PR #790, opened 2025-12-15
feat(go): add transaction idempotency for facilitator settle

### LINKED ISSUE #786: Enhance transaction idempotency in facilitator for duplicate settle calls
**Description:**
Currently, when the `settle` method calls the facilitator, there are cases where the transaction may have been broadcast by the facilitator, but the client does not receive the `txhash` in response. This makes it difficult for the application layer to ensure idempotency when retrying or re-initiating the same operation.

To improve reliability and avoid duplicate transactions, we suggest implementing a deduplication mechanism inside the facilitator. The proposal is to use a composite key composed of:
- `from address`
- `nonce`
- `amount`

When the facilitator receives multiple requests with the same key and the corresponding transaction has already been processed, it should return the `txhash` from the previously executed transaction instead of reprocessing or rebroadcasting.

**Expected Behavior:**
- If a transaction with the same `from address`, `nonce`, and `amount` has already been broadcast, the facilitator should respond with the existing `txhash`.
- This will help the upstream systems handle retries safely and maintain idempotency.

**Additional Context:**
This enhancement would reduce unnecessary network traffic, prevent potential duplicate transfers, and provide a more predictable experience for client applications integrating with the facilitator.

madisoncarter1234:
## Summary

Adds application-level idempotency to the facilitator's `Settle()` method to prevent duplicate transaction submissions when clients retry after timeouts or network failures.

- Add `SettlementCache` with TTL-based expiration and in-flight request tracking
- Atomic `CheckAndMark()` operation prevents race conditions between concurrent requests
- Context-aware `WaitForResult()` respects cancellation while waiting for in-flight settlements
- Cache successful settlements for 10 minutes
- Failed settlements are not cached to allow retries

## Problem

The current implementation has a race condition: blockchain-level nonce protection (via EIP-3009 `authorizationState`) only works after a transaction is confirmed on-chain. During the pending period, duplicate settle calls can slip through because `checkNonceUsed()` returns false until confirmation.

**Scenario:**
1. Client calls `Settle()` → transaction submitted to blockchain
2. Client times out before receiving transaction hash
3. Client retries → `Verify()` passes (tx still pending)
4. Second transaction submitted → duplicate

## Solution

Add an in-memory deduplication cache that:
- Uses SHA256 hash of payload bytes as the deduplication key
- Atomically checks cache and marks in-flight in a single operation (no race condition)
- Tracks in-flight requests with channels to coordinate concurrent calls
- Respects context cancellation while waiting for in-flight requests
- Returns cached transaction hash for duplicate requests
- Expires entries after 10 minutes (covers typical confirmation times)

## Test plan

- [x] `TestSettlementCache_CheckAndMark_Cached` - cached results returned
- [x] `TestSettlementCache_CheckAndMark_InFlight` - in-flight detection works
- [x] `TestSettlementCache_Expiry` - TTL expiration works
- [x] `TestSettlementCache_Fail` - failed settlements allow retry
- [x] `TestSettlementCache_WaitForResult_Success` - waiting for in-flight works
- [x] `TestSettlementCache_WaitForResult_ContextCancelled` - context cancellation respected
- [x] `TestSettlementCache_ConcurrentWaiters` - multiple waiters get same result
- [x] `TestSettlementCache_AtomicCheckAndMark` - only 1 of 10 concurrent requests gets the slot
- [x] All existing tests pass (60+)

Closes #786


cb-heimdall:
<table>
<tr>
<th>Requirement</th>
<th>Status</th>
<th>More Info</th>
</tr>
<tr>
<td>Reviews</td>
<td>
🟡
<code>0/1</code>
</td>
<td>
<details>
<table>
<tr>
<td>
<details>
<table>
<tr>
<td>0</td>
</tr>
<tr>
<td>0</td>
</tr>
<tr>
<td>0</td>
</tr>
<tr>
<td>
</td>
<td>1</td>
</tr>
<tr>
<td>
<details>
<table>
<tr>
<td><strong>Max</strong></td>
<td><strong>0</strong></td>
</tr>
</table>
</details>
</td>
<td>0</td>
</tr>
<tr>
<td>
From <code>CODEOWNERS</code>
</td>
<td>0</td>
</tr>
<tr>
<td>Global minimum</td>
<td>0</td>
</tr>
<tr>
<td><strong>Max</strong></td>
<td>
<strong>
1
</strong>
</td>
</tr>
</table>
</details>
</td>
<td>1</td>
</tr>
<tr>
<td>0</td>
</tr>
<tr>
<td><strong>Sum</strong></td>
<td><strong>1</strong></td>
</tr>
</table>
</details>
</td>
</tr>
</table>

0x402ai:
Thanks for your work on this. Would you consider letting developers implement the specific cache location (e.g., in-memory, database-backed, or Redis-based)?

go/settlement_cache.go
```diff
@@ -0,0 +1,160 @@
...
+}
+
+// SettlementStatus represents the result of checking the cache.
+type SettlementStatus int
+
+const (
+	// StatusNotFound means no cached result and no in-flight request.
+	StatusNotFound SettlementStatus = iota
+	// StatusCached means a cached result was found.
+	StatusCached
```
madisoncarter1234: Yeah you're right this only works for single-instance deployments.

For load-balanced setups we would need sticky sessions or swap in a Redis/DB backend. Could abstract the cache interface if that's needed. On restart the blockchain nonce check catches duplicates anyway

are facilitators deployed usually single instance or load-balanced?

madisoncarter1234:
> Thanks for your work on this. Would you consider letting developers implement the specific cache location (e.g., in-memory, database-backed, or Redis-based)?

Can add a cache interface so folks can swap in Redis or whatever for multi-instance setups. In-memory would be the default.

do we add that here or keep this PR simple and do it separately?

CarsonRoscoe (commented):
Hey @madisoncarter1234, appreciate the contribution!

My hesitation with this PR is it adds the requirement of state tracking to facilitators.

The core protocol should remain stateless. We cannot assume whether a facilitator is being run in a lambda dealing with cold starts and no persistance, whether a server is using a `x402Facilitator` directly to facilitate locally, whether it's hosted as a single instance, or whether it's load-balanced

I do however appreciate the in-memory default with interfacing for Redis/dbs. That makes it much simpler

I would prefer to implement idempotency as an extension facilitators can opt-into, and have the reference implementation of the extension leverage the `x402Facilitator`'s hooks, rather than implement the logic directly in the shared pure settle

madisoncarter1234:
> Hey @madisoncarter1234, appreciate the contribution!
> 
> My hesitation with this PR is it adds the requirement of state tracking to facilitators.
> 
> The core protocol should remain stateless. We cannot assume whether a facilitator is being run in a lambda dealing with cold starts and no persistance, whether a server is using a `x402Facilitator` directly to facilitate locally, whether it's hosted as a single instance, or whether it's load-balanced
> 
> I do however appreciate the in-memory default with interfacing for Redis/dbs. That makes it much simpler
> 
> I would prefer to implement idempotency as an extension facilitators can opt-into, and have the reference implementation of the extension leverage the `x402Facilitator`'s hooks, rather than implement the logic directly in the shared pure settle

thanks for the feedback, 100%
                                                                                                     
I've refactored this to move idempotency into extensions/idempotency/ as an opt-in wrapper:        
                                                                                                     
   // Users explicitly opt-in                                                                         
   facilitator := idempotency.Wrap(baseFacilitator)                                                   
                                                                                                     
   // Supports custom backends for distributed deployments                                            
   facilitator := idempotency.Wrap(baseFacilitator,                                                   
      idempotency.WithStore(myRedisStore),                                                           
  )                                                                                                  
                                                                                                     
  Changes:                                                                                           
  - Core x402Facilitator is now fully stateless (removed cache field entirely)                       
  - Added SettlementStore interface so users can plug in Redis/DB for load-balanced setups           
  - Provided InMemoryStore as reference implementation                                               
  - All existing tests moved and passing                                                             
                                                                                                     
 Let me know if this is more in line with what you had in mind.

What to produce: In the answer, give the lines from the first line of the data through the line with "Currently, when the", exactly as they appear and with no additions.

Exercise answer:
PR #790, opened 2025-12-15
feat(go): add transaction idempotency for facilitator settle

### LINKED ISSUE #786: Enhance transaction idempotency in facilitator for duplicate settle calls
**Description:**
Currently, when the `settle` method calls the facilitator, there are cases where the transaction may have been broadcast by the facilitator, but the client does not receive the `txhash` in response. This makes it difficult for the application layer to ensure idempotency when retrying or re-initiating the same operation.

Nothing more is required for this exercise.